GIVEN DATA:
────────────────
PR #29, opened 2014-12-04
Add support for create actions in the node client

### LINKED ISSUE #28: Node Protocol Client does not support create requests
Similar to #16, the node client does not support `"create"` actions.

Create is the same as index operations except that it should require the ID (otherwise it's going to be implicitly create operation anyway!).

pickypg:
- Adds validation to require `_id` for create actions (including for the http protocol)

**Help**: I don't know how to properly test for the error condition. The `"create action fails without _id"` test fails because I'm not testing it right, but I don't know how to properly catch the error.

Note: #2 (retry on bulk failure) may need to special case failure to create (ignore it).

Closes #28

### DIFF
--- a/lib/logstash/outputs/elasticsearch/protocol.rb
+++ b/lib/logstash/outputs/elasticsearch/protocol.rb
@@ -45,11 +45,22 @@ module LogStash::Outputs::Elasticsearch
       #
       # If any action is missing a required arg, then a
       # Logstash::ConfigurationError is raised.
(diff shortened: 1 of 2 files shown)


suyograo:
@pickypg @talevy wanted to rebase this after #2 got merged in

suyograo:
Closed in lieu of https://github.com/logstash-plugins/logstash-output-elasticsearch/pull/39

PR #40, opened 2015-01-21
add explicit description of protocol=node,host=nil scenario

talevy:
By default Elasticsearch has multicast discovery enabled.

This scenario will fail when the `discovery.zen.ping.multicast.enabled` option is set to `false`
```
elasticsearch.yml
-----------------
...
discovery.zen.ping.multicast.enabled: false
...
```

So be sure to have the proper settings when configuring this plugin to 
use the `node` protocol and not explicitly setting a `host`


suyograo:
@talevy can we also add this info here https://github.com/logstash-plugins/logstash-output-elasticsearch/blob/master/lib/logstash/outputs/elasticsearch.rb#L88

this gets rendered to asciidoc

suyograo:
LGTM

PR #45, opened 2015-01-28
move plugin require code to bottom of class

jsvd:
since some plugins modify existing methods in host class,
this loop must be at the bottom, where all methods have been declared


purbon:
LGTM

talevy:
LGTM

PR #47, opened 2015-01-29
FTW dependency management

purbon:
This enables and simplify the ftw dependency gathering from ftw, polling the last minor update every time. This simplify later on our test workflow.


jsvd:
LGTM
────────────────
Pull out every line above that holds the word "enabled".

YOUR RESPONSE:
By default Elasticsearch has multicast discovery enabled.
This scenario will fail when the `discovery.zen.ping.multicast.enabled` option is set to `false`
discovery.zen.ping.multicast.enabled: false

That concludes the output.